# Task requirements
Work out how many lines in the records include the word "allLibraries", then answer with nothing but that number.

# Working data

Issue #3574, opened 2016-07-19
Convenience libraries BC regret


ezyang:
Pursuant to #3573 I went back and looked at the convenience libraries changeset to find out where I broke BC. Some of these are avoidable and I'm going to BC them.

- [x] `ComponentName` had `CLibName` turn to `CLibName String`.  This made the code nice and symmetric but plenty of client code needs the old version. So I'm going to unwind this back into `CSubLibName String` and `CLibName`. This also means a cluster of functions showBuildTarget, disambiguateBuildTargets, renderBuildTarget and componentStringName go back to their old type (since they need PackageId now)
- [x] Similarly, we'll bring back `library :: Maybe Library` in `PackageDescription` (nominating it to be the public library), and add a new field `subLibraries :: [Library]`
- [x] componentsConfig is going to come back as a helper function to massage the field into the old form. It won't be very correct with Backpack but that's ok for BC.
- [ ] I already restored prefixRelativeInstallDirs to old behavior but maybe we should deprecate it

Here are the ones I am not going to fix unless people tell me to:

* Fixing autogeneration to be per-component meant I plumbed `ComponentLocalBuildInfo` through a number of places:     initialBuildSteps,    writeAutogenFiles, generate,  generateMacros / generateComponentIdMacro,  autogenModulesDir, getLibSourceFiles,  getExeSourceFiles, installIncludeFiles, PPSuffixHandler, preprocessComponent, ppGreenCard, etc. I am NOT going to rename these and bring back BC versions of them
* HookedBuildInfo changed types. The change is for the better and I am unrepentant.
* OriginalModule got renamed to Module. The new name is much better, and not many people were using OriginalModule anyway.
* componentPackageRenaming was a "new" feature, it got renamed again to componentIncludes and I am unrepentant.

Some functions whose types changed but virtually no one on Hackage uses them: maybeHasName, mkComponentsLocalBuildInfo

ezyang:
OK closing.

PR #3580, opened 2016-07-21
BC fix: libraries -> library/subLibraries (#3574)

ezyang:
The resulting code is more verbose, but it is more backwards-compatible
and actually is simpler to understand in some cases (because
CLibName uniquely identifies the "public library"; no faffing
about with package names to figure it out.)

### DIFF
--- a/Cabal/Distribution/PackageDescription.hs
+++ b/Cabal/Distribution/PackageDescription.hs
@@ -32,6 +32,7 @@ module Distribution.PackageDescription (
         descCabalVersion,
         BuildType(..),
         knownBuildTypes,
+        allLibraries,
 
         -- ** Renaming
         ModuleRenaming(..),
@@ -125,7 +126,7 @@ import Distribution.Text
 import Language.Haskell.Extension
 
 import Data.Data                  (Data)
-import Data.List                  (nub, intercalate)
+import Data.List                  (nub, intercalate, find)
 import Data.Maybe                 (fromMaybe, maybeToList)
 import Data.Foldable as Fold      (Foldable(foldMap))
 import Data.Traversable as Trav   (Traversable(traverse))
@@ -189,7 +190,8 @@ data PackageDescription
         buildType      :: Maybe BuildType,
         setupBuildInfo :: Maybe SetupBuildInfo,
         -- components
-        libraries      :: [Library],
+        library        :: Maybe Library,
+        subLibraries   :: [Library],
         executables    :: [Executable],
         testSuites     :: [TestSuite],
         benchmarks     :: [Benchmark],
@@ -256,7 +258,8 @@ emptyPackageDescription
                       category     = "",
                       customFieldsPD = [],
                       setupBuildInfo = Nothing,
-                      libraries    = [],
+                      library      = Nothing,
+                      subLibraries = [],
                       executables  = [],
                       testSuites   = [],
                       benchmarks   = [],
@@ -393,7 +396,7 @@ instance Text ModuleRenaming where
 -- The Library type
 
 data Library = Library {
-        libName :: String,
+        libName :: Maybe String,
         exposedModules    :: [ModuleName],
         reexportedModules :: [ModuleReexport],
         requiredSignatures:: [ModuleName], -- ^ What sigs need implementations?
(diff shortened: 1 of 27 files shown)


Cabal/Distribution/PackageDescription.hs
```diff
@@ -419,39 +422,37 @@ instance Monoid Library where
...
+
+allLibraries :: PackageDescription -> [Library]
+allLibraries p = maybeToList (library p) ++ subLibraries p
 
 -- |If the package description has a library section, call the given
 --  function with the library build info as argument.
 withLib :: PackageDescription -> (Library -> IO ()) -> IO ()
-withLib pkg_descr f =
-   sequence_ [f lib | lib <- libraries pkg_descr, buildable (libBuildInfo lib)]
+withLib pkg_descr f = do
```
23Skidoo: `do` here looks unnecessary.

Cabal/Distribution/PackageDescription/Parse.hs
```diff
@@ -1213,14 +1223,14 @@ parseHookedBuildInfo inp = do
...
-            = liftM (\bis -> [(CLibName "", bis)]) (parseBI bi)
+            = liftM (\bis -> [(CLibName, bis)]) (parseBI bi)
     parseLib _ = return []
 
     parseStanza :: HookedBuildInfo -> [Field] -> ParseResult HookedBuildInfo
     parseStanza bis (F line inFieldName mName:bi)
         | Just k <- case lowercase inFieldName of
                         "executable" -> Just CExeName
-                        "library"    -> Just CLibName
+                        "library"    -> Just CSubLibName
```
23Skidoo: Don't you need to check whether this is a named library here?

ezyang: Nope, because it was handled in the code above. Historically HookedBuildInfo format, the public library was un-stanza'd.

Cabal/Distribution/Simple/Build.hs
```diff
@@ -406,7 +408,7 @@ testSuiteLibV09AsLibAndExe pkg_descr
   where
     bi  = testBuildInfo test
     lib = Library {
-            libName = testName test,
```
23Skidoo: This looks suspicious.

ezyang: Well, all of the code here is suspicious, really. The choice of libName here doesn't make a difference, it's never used later.

Cabal/Distribution/PackageDescription/Parse.hs
23Skidoo: `HookedBuildInfo` really needs to be better documented...
Also looks like `isStanzaHeader` should be made aware of test suites and benchmarks, right now it assumes that "executable" is the only non-library stanza type.

Cabal/Distribution/Simple/Build.hs
ezyang: Actually, I was wrong, it does matter. I'll add a fix.

Cabal/Distribution/PackageDescription/Check.hs
```diff
@@ -200,15 +207,14 @@ checkSanity pkg =
...
   ]
   where
-    -- The public library gets special dispensation, because it
+    -- The public 'library' gets special dispensation, because it
     -- is common practice to export a library and name the executable
-    -- the same as the package.  We always put the public library
-    -- in the top-level directory in dist, so no conflicts either.
-    libNames = filter (/= unPackageName (packageName pkg)) . map libName $ libraries pkg
+    -- the same as the package.
+    subLibNames = catMaybes . map libName $ subLibraries pkg
```
23Skidoo: Shouldn't this be `map (fromMaybe (packageName pkg) . libName) $ subLibraries`?

ezyang: Mmm. I guess the invariant is that everything in `subLibraries` has a non-Nothing package name. I guess we can check that!

23Skidoo: Yeah, I was looking for such a check, but it seem we don't have one.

# The completed task
3